▶ Data shown
++++

PR #1862, opened 2021-12-21
EVAKA-FIX citizen message editor height in percentage

hruoho:
#### Summary

Replace vh with percentage to avoid height problems with ios safari (experimental)


jaahon (approved):
Works on my iphone 👍

PR #1912, opened 2021-12-30
EVAKA-4174 show child capacity in group view

hruoho:
#### Summary

Screenshot 2021-12-30 at 13 36 51


service/src/main/kotlin/fi/espoo/evaka/placement/PlacementService.kt
```diff
@@ -273,6 +274,40 @@ private fun checkAclAuth(aclAuth: AclAuthorization, placement: Placement) {
...
+    return this.createQuery(
+        """
+        SELECT
+            ch.id child_id,
+            MAX(COALESCE(an.capacity_factor, 1)) assistance_need_factor,
+            MAX(CASE
+                WHEN u.type && array['FAMILY', 'GROUP_FAMILY']::care_types[] THEN 1.75
+                WHEN extract(YEARS FROM age(ch.date_of_birth)) < 3 THEN 1.75
+                ELSE 1.0
+            END) AS age_factor
```
jaahon, line 296: This other factor is affected not only by age and unit but also by service need. So the `ELSE` branch should use `service_need_option`'s `occupancy_coefficient`.

service/src/main/kotlin/fi/espoo/evaka/units/UnitsView.kt
```diff
@@ -112,7 +116,8 @@ class UnitsView(private val accessControl: AccessControl) {
                         placements.flatMap { placement ->
                             placement.groupPlacements.mapNotNull { groupPlacement -> groupPlacement.id }
                         }
-                    )
+                    ),
+                    unitChildrenCapacityFactors = if (accessControl.hasPermissionFor(user, Action.Unit.READ_CHILD_CAPACITY_FACTORS, unitId)) capacities else listOf()
```
jaahon, line 120: It would make more sense to do the access control check before querying the data to minimize unnecessary work.

frontend/src/employee-frontend/components/unit/tab-groups/groups/Group.tsx
```diff
@@ -216,6 +224,16 @@ export default React.memo(function Group({
...
 
+  const showChildOccupancyFactor =
+    !unit.type.includes('CLUB') &&
+    requireRole(
+      roles,
+      'ADMIN',
+      'UNIT_SUPERVISOR',
+      'SPECIAL_EDUCATION_TEACHER',
+      'SERVICE_WORKER'
+    )
```
jaahon, line 235: You shouldn't use these role checks in front end. I think the simplest check would be to check that the data exists.

frontend/src/e2e-playwright/specs/5_employee/unit-groups.spec.ts
```diff
@@ -184,7 +204,25 @@ describe('Unit groups - staff', () => {
...
+        endDate: placementEndDate.format('yyyy-MM-dd')
+      })
+      .save()
+
+    const groupsPage = await loadUnitGroupsPage()
+    await groupsPage.childOccupancyFactorColumnHeading.waitUntilHidden()
+    await waitUntilEqual(
+      () => groupsPage.childOccupancyFactorColumnData.count(),
+      0
+    )
```
jaahon, line 226: I think it would be a good idea to abstract this behind a single `groupsPage` method.

service/src/main/kotlin/fi/espoo/evaka/placement/PlacementService.kt
hruoho: Changed this to `coalesce(sno.occupancy_coefficient, default_sno.occupancy_coefficient, 1)`

jaahon (approved):
Good job! I think you could rename `ageFactor` to something else now, but otherwise everything looks good to me.

PR #1927, opened 2022-01-04
E2E test for mobile departure

reynders:
#### Summary
- E2E test for marking present child departed

### DIFF
--- a/frontend/src/e2e-playwright/specs/6_mobile/child-attendances.spec.ts
+++ b/frontend/src/e2e-playwright/specs/6_mobile/child-attendances.spec.ts
@@ -193,7 +193,50 @@ describe('Child mobile attendances', () => {
   })
 })
 
+const assertAttendanceCounts = async (
+  coming: number,
+  present: number,
+  departed: number,
+  absent: number,
+  total: number
+) =>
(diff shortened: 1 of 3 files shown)


frontend/src/e2e-playwright/specs/6_mobile/child-attendances.spec.ts
```diff
@@ -193,7 +193,50 @@ describe('Child mobile attendances', () => {
...
+  departed: number,
+  absent: number,
+  total: number
+) =>
+  await waitUntilEqual(() => listPage.getAttendanceCounts(), {
+    coming,
+    present,
+    departed,
+    absent,
+    total
```
kimifoud, line 208: Come to think of it, total could be omitted from params and just summed here `total: coming + present + departed + absent`

kimifoud (commented):
The original task was to create an e2e test for realtime _staff_ attendance which is lacking altogether. 😬

reynders:
> The original task was to create an e2e test for realtime _staff_ attendance which is lacking altogether. 😬

And I thought it was attendances made _by_ the staff :D. Well, will add those

PR #1935, opened 2022-01-04
Leops template changes and improvements

reynders:
#### Summary
- fix texts
- add and use new multi select text selection
- e2e test for creating a leops template and filling it

### DIFF
--- a/frontend/src/e2e-playwright/specs/5_employee/leops.spec.ts
+++ b/frontend/src/e2e-playwright/specs/5_employee/leops.spec.ts
@@ -75,6 +75,7 @@ describe('Child Information - Leops documents section', () => {
     await vasuTemplatesList.selectType.selectOption('PRESCHOOL')
     await vasuTemplatesList.okButton.click()
     await new VasuTemplateEditPage(page).saveButton.click()
+    await vasuTemplatesList.templateTable.waitUntilVisible()
   }
 
   test('Can create a leops template', async () => {
--- a/frontend/src/e2e-playwright/specs/5_employee/leops.spec.ts
+++ b/frontend/src/e2e-playwright/specs/5_employee/leops.spec.ts
@@ -8,16 +8,12 @@ import ChildInformationPage, {
 import { employeeLogin } from 'e2e-playwright/utils/user'
 import config from 'e2e-test-common/config'
 import {
-  insertDaycarePlacementFixtures,
+  deleteVasuTemplates,
   insertDefaultServiceNeedOptions,
   resetDatabase
 } from 'e2e-test-common/dev-api'
 import { initializeAreaAndPersonData } from 'e2e-test-common/dev-api/data-init'
-import {
-  createDaycarePlacementFixture,
-  Fixture,
-  uuidv4
-} from 'e2e-test-common/dev-api/fixtures'
+import { Fixture, uuidv4 } from 'e2e-test-common/dev-api/fixtures'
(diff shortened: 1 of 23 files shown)


frontend/src/e2e-playwright/specs/5_employee/leops.spec.ts
```diff
@@ -0,0 +1,106 @@
...
+
+  const createLeopsTemplate = async (templateName: string) => {
+    await new EmployeeNav(page).openAndClickDropdownMenuItem('vasu-templates')
+    const vasuTemplatesList = new VasuTemplatesListPage(page)
+    await vasuTemplatesList.addTemplateButton.click()
+    await vasuTemplatesList.nameInput.fill(templateName)
+    await vasuTemplatesList.selectType.selectOption('PRESCHOOL')
+    await vasuTemplatesList.okButton.click()
+    await new VasuTemplateEditPage(page).saveButton.click()
+  }
```
jaahon, line 79: It's a good thing that curriculum template creation is tested as well, but I think it should be tested in a separate test.

frontend/src/e2e-playwright/specs/5_employee/leops.spec.ts
```diff
@@ -0,0 +1,106 @@
...
+
+  test('Can add a new vasu document', async () => {
```
jaahon, line 81: This name could be better.

frontend/src/employee-frontend/components/vasu/components/MultiSelectQuestion.tsx
```diff
@@ -54,9 +65,14 @@ export function MultiSelectQuestion({
         <ValueOrNoRecord
           text={options
             .filter((option) => selectedValues.includes(option.key))
-            .map((o) => o.name)
+            .map((o) =>
+              textValue && textValue[o.key]
+                ? `${o.name} (${textValue[o.key]})`
```
jaahon, line 70: At least in the current use case, the emphasis is a bit backwards here in my opinion. The "text value" is more important than the option's "name" (eg. "muualle, minne?"). I know it's problematic to omit the "name" completely because this implementation is so generic that it might be important later. I don't know what to replace it with either, maybe `${o.name}: ${textValue[o.key]}` or something.

I'm not necessarily suggesting that you should change the model, but did you think about the option of modeling the solutions as an "other" option with a text field that could be optionally included at the end of a `MultiSelectQuestion`?

service/src/main/kotlin/fi/espoo/evaka/vasu/Vasu.kt
```diff
@@ -280,10 +280,11 @@ sealed class VasuQuestion(
         val options: List<QuestionOption>,
         val minSelections: Int,
         val maxSelections: Int?,
-        val value: List<String>
+        val value: List<String>,
+        val textValue: Map<String, String>? = emptyMap()
```
jaahon, line 284: I think `textValue` field shouldn't be nullable. It just makes using it harder and json deserialization will use the default value if it's missing from the json.

jaahon (approved):
Mostly everything looks good. I left a couple of comments, but they don't necessarily have to be addressed.

frontend/src/e2e-playwright/specs/5_employee/leops.spec.ts
reynders: I added a separate test for the leops template creation. I use this also for other tests because having a template fixture might cause having to update it whenever there is an unrelated changed in the framework.

PR #1938, opened 2022-01-04
Minor service code cleanup

Gekkio:


service/src/main/kotlin/fi/espoo/evaka/Audit.kt
```diff
@@ -157,7 +157,6 @@ enum class Audit(
     MessagingMessageReceiversRead("messaging.message.receivers.read"),
     MessagingReceivedMessagesRead("messaging.messages.received-messages.read"),
     MessagingSentMessagesRead("messaging.messages.sent-messages.read"),
-    MessagingGetReceivers("messaging.messages.receivers.read"),
```
akheron, line 160: Should we keep old audit events for future reference? 🤔

akheron (approved):

PR #1948, opened 2022-01-05
Remove Testcafe residues

akheron:
#### Summary

While at it, add `e2e-test-common` to the list of `lib-*` packages that require absolute importing.


jaahon (commented):
Why not just move stuff under `e2e-test-common` to `e2e-playwright`?

akheron:
I might do that as a separate thing. We could also discuss it first.

PR #1965, opened 2022-01-10
Evaka 4384 mobile bottom navi employee

zch:
#### Summary
- Solid icons for the selected item and light icons for options in the bottom navbar.
- Refactors weird layout in the employee mobile staff page that caused scrolling issues. Now you should no longer be required to scroll if the screen is big enough to fit everything.


frontend/src/employee-mobile-frontend/components/staff/StaffPage.tsx
```diff
@@ -78,15 +80,15 @@ export default React.memo(function StaffPage() {
   const today = useMemo(() => LocalDate.today(), [])
 
   return (
-    <>
+    <FixedSpaceColumn spacing="zero" style={{ height: '100vh' }}>
```
kimifoud, line 83: These layout changes make this tab behave inconsistently with the other tabs. The top bar seems to be squeezed a little bit.

image

Either revert the layout change or make all tabs behave similarly. This could also be done in a separate PR.

kimifoud (changes requested):
👍 for the icon changes.

frontend/src/employee-mobile-frontend/components/staff/StaffPage.tsx
zch: Fixed this by adding a `min-height` rule to the top bar

kimifoud: Well, that's just one instance affected by the squeezing problem 😅 

image
image

I think all pages should be wrapped in the same container components, or we'll be always battling these small differences.

zch: Splitting this off to a separate PR

kimifoud (approved):

PR #1968, opened 2022-01-10
Convert a lot of UUIDs to type-safe Ids

Gekkio:


akheron:
Rebasing onto master should fix the flaky test

PR #1972, opened 2022-01-10
EVAKA-4385 update input info visuals

jaahon:
#### Summary

* Use `1rem` font size in input placeholder and info texts and a darker orange with warning text.
* Add proper padding to input's right side when the input contains a button, icon or a symbol.
* Let info text continue to multiple rows, but do not let it stretch vertically.
* Fix input positioning when focus borders are added.

### DIFF
--- a/frontend/src/employee-mobile-frontend/components/attendances/components.tsx
+++ b/frontend/src/employee-mobile-frontend/components/attendances/components.tsx
@@ -116,7 +116,7 @@ export const TimeWrapper = styled.div`
   display: flex;
   flex-direction: column;
   align-items: center;
-  font-size: 20px;
+  font-size: 60px;
   color: ${colors.main.dark};
   font-weight: ${fontWeights.semibold};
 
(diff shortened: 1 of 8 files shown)


frontend/src/employee-mobile-frontend/components/attendances/components.tsx
```diff
@@ -116,7 +116,7 @@ export const TimeWrapper = styled.div`
   display: flex;
   flex-direction: column;
   align-items: center;
-  font-size: 20px;
+  font-size: 60px;
```
kimifoud, line 119: Some problems with `TimeWrapper`. These might have been there before these changes
image

kimifoud (commented):
Do we want to limit the info message width to input width? Maybe?

Old:
image

New:
image

kimifoud:
image
The info texts need a little air.

kimifoud:
Old
image

New
image

jaahon:
> Do we want to limit the info message width to input width? Maybe?

Yeah, I remember there being discussion about that, although I can't find the discussion anywhere. Previously the info texts broke layout when there was anything to the right of the input.

> The info texts need a little air.

I'm not sure where to add that "air". I think it would be nice if the info text didn't break spacing between components, but then it would always change the layout.

jaahon:
I removed the negative margin from input info completely so now spacing between elements should always be the same. This causes unpleasant shifts in layout, but they were already happening because previously the negative margin wasn't large enough.

I tried to animate it, but gave up because it wasn't that straightforward with the dynamic text content and it didn't look very good anyway.

kimifoud (approved):
LGTM! 👍

Issue #1620, opened 2026-01-05
bug: mobile navbar-toggle hidden (pushed off screen) on wide content


escapedcat:
When the content is displaying i.e. a wide shift table the "hamburger icon" is moving of screen.

I'll try to fix this.

#### navbar-toggle missing in header

<img width="449" height="956" alt="Image" src="https://github.com/user-attachments/assets/15137af1-5fe1-4ab7-a190-de5a4569f181" />

#### need to scroll to right to see it

<img width="459" height="959" alt="Image" src="https://github.com/user-attachments/assets/15b47153-0fed-417a-bf8c-e3aaecfe90a3" />

### Desktop (useable)

<img width="1422" height="896" alt="Image" src="https://github.com/user-attachments/assets/f19dc092-7b1c-4819-beb8-41dff73eb20e" />

teal-bauer:
Sorry @escapedcat I didn't see your comment that you were going to work on this!

PR #1623, opened 2026-01-05
fix: mobile navbar hidden by wide content like shift calendar

escapedcat:
Fixes: #1620

I clicked around in the local dev app to see if this affecting anything else.
Can test more if there are known pitfalls.

Happy to adjust this.

### BEFORE
Image

### AFTER
image

- Add overflow-x: auto to #content to contain wide content
- Change shift-calendar.table-responsive to overflow-x: auto
- Wide content now scrolls within container instead of pushing navbar off-screen

🤖 Generated with [Claude Code](https://claude.com/claude-code)

### DIFF
--- a/resources/assets/themes/base.scss
+++ b/resources/assets/themes/base.scss
@@ -67,6 +67,12 @@ body {
   padding-top: 70px;
 }
 
+// Contain wide content within the main content area
+// so it doesn't cause page-level horizontal scroll that affects fixed navbar
+#content {
+  overflow-x: auto;
+}
+
 .footer a {
   color: $text-muted;
 }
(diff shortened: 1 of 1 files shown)


teal-bauer:
@escapedcat Since you asked for feedback on this PR, I just wanted to mention that when I was debugging a follow-up issue with my PR #1624, I was checking whether this alternative would have prevented this issue. Unfortunately it would probably cause the same unwanted clipping and scroll: `#content { overflow-x: auto; }` creates a clipping context on `#content`, so dropdowns will clip (vertically) and there will be ~15px unwanted scroll from Bootstrap `.row` negative margins. My patch had the same issues. I think the full fix will be a bit more complicated.

escapedcat:
Cool, thanks! 🤞

PR #1624, opened 2026-01-05
fix: keep navbar fixed when content overflows horizontally

### LINKED ISSUE #1620: bug: mobile navbar-toggle hidden (pushed off screen) on wide content

teal-bauer:
## Summary
- Fixes mobile navbar hamburger menu being pushed/scrolled off-screen when viewing wide content (e.g., shift calendar with many locations)
- Adds `overflow-x: clip` to body to prevent document-level horizontal scrolling
- Adds `overflow-x: auto` to `#content` to allow wide content to scroll within its container

Fixes #1620

### DIFF
--- a/resources/assets/themes/base.scss
+++ b/resources/assets/themes/base.scss
@@ -65,6 +65,13 @@ $navbar-height: 3.125rem;
 
 body {
   padding-top: 70px;
+  // Prevent horizontal scroll at body level so fixed navbar stays in place
+  overflow-x: clip;
+}
+
+#content {
+  // Allow wide content (e.g., shift calendar) to scroll horizontally within the content area
+  overflow-x: auto;
 }
 
 .footer a {


teal-bauer:
Navbar is now fixed, 100vw wide, and clipped, while `#content` gets to overflow horizontally:

Screen Shot 2026-01-05 at 18 23 18

escapedcat:
Did the same just before you :P #1623

teal-bauer:
@escapedcat Somehow I completely missed your comment in the original issue :~ Sorry for the duplication, I didn't intend to impinge on your fix ^^

I do think, just from a technical perspective, that this solution is a bit more generalized, but I'll leave the decision to the maintainers ^^

escapedcat:
All good, happens. Would have appreciated feedback on my PR but as long as this is being fixed I'm good. Closing my PR.

MyIgel:
@teal-bauer I just noticed that now all wide pages like the shift page scrolls too 0o
Can you have a look at this too?

teal-bauer:
Hmm, I did look at the shifts pages and they scrolled as intended, can you give me an example route (I can create my own test data) and device/form factor where this happens?

MyIgel:
On the shift page when using Firefox ( http://localhost:5080/shifts?action=view&shift_id=8110 ) I can scroll the content for ~ one margin:
Screenshot_20260112_183709

MyIgel:
In addition the dropdown when adding an angel to a angeltype ( http://localhost:5080/user-angeltypes?action=add&angeltype_id=145 ) is cut too 0o

teal-bauer:
Ah, this is on non-mobile breakpoints? I have an idea…

teal-bauer:
Ok so the issue is of course triggered the clipping boundary created by the overflow setting, so a quick fix would be to only have that on mobile breakpoints, something like

```
@media (max-width: map-get($grid-breakpoints, 'lg') - 0.02) {
    overflow-x: auto;
}
```

But the _cause_ is that something on that page is causing the page content to be wider than `#content`. I'll see if I can find a "proper" fix, I guess it's an interaction with the bootstrap base styles.

teal-bauer:
Bootstrap `.row` has -15px margins on each side, so when `overflow-x: auto` is on `#content`, you get -15px of scroll.
I tried subtracting the margin with some unholy `calc(...)` business, and that works, but the dropdowns are still clipped because `#content` on `/user-angeltypes?action=add&angeltype_id=1` is not full height, and the overflow creates the clipping context. I think an easier solution might be to just tell the navbar to stay put and limit its width - I'm testing that approach now.

teal-bauer:
Opened #1635 with a simpler approach - instead of messing with body/content overflow (which caused the dropdown clipping and row margin issues), it just constrains the navbar itself to viewport width. Much cleaner ^^

PR #1627, opened 2026-01-06
fix: anchor migration classname regex to start of string

### LINKED ISSUE #1621: bug: Migration wrapper removes _all_ digits and underscores from migration filename
The migration system uses `preg_replace('/\d+_/', '', $migration)` to deduce the class name from the file name, which removes ALL digit+underscore patterns, including e.g. the `2_` in `oauth2_`. So `oauth2_server_tables` becomes `oauthserver_tables`.

This just stumped me for way longer than it should have - I would propose changing the preg_replace to `preg_replace('/\A\d+_/', '', $migration)` to anchor it to the beginning of the filename.

teal-bauer:
## Summary
- Fixes regex that strips timestamp prefix from migration filenames
- Old regex `/\d+_/` removed ALL digit+underscore patterns, breaking migrations like `oauth2_server_tables` (became `oauthserver_tables`)
- New regex `/\A(?:\d+_)+/` anchors to start and matches the timestamp format precisely

Closes #1621

### DIFF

++++

▶ What is being asked
Please reproduce exactly the lines above, beginning with the first and ending with the line that contains "Works on my iphone 👍", and include nothing outside that range.

▶ Written reply
PR #1862, opened 2021-12-21
EVAKA-FIX citizen message editor height in percentage

hruoho:
#### Summary

Replace vh with percentage to avoid height problems with ios safari (experimental)


jaahon (approved):
Works on my iphone 👍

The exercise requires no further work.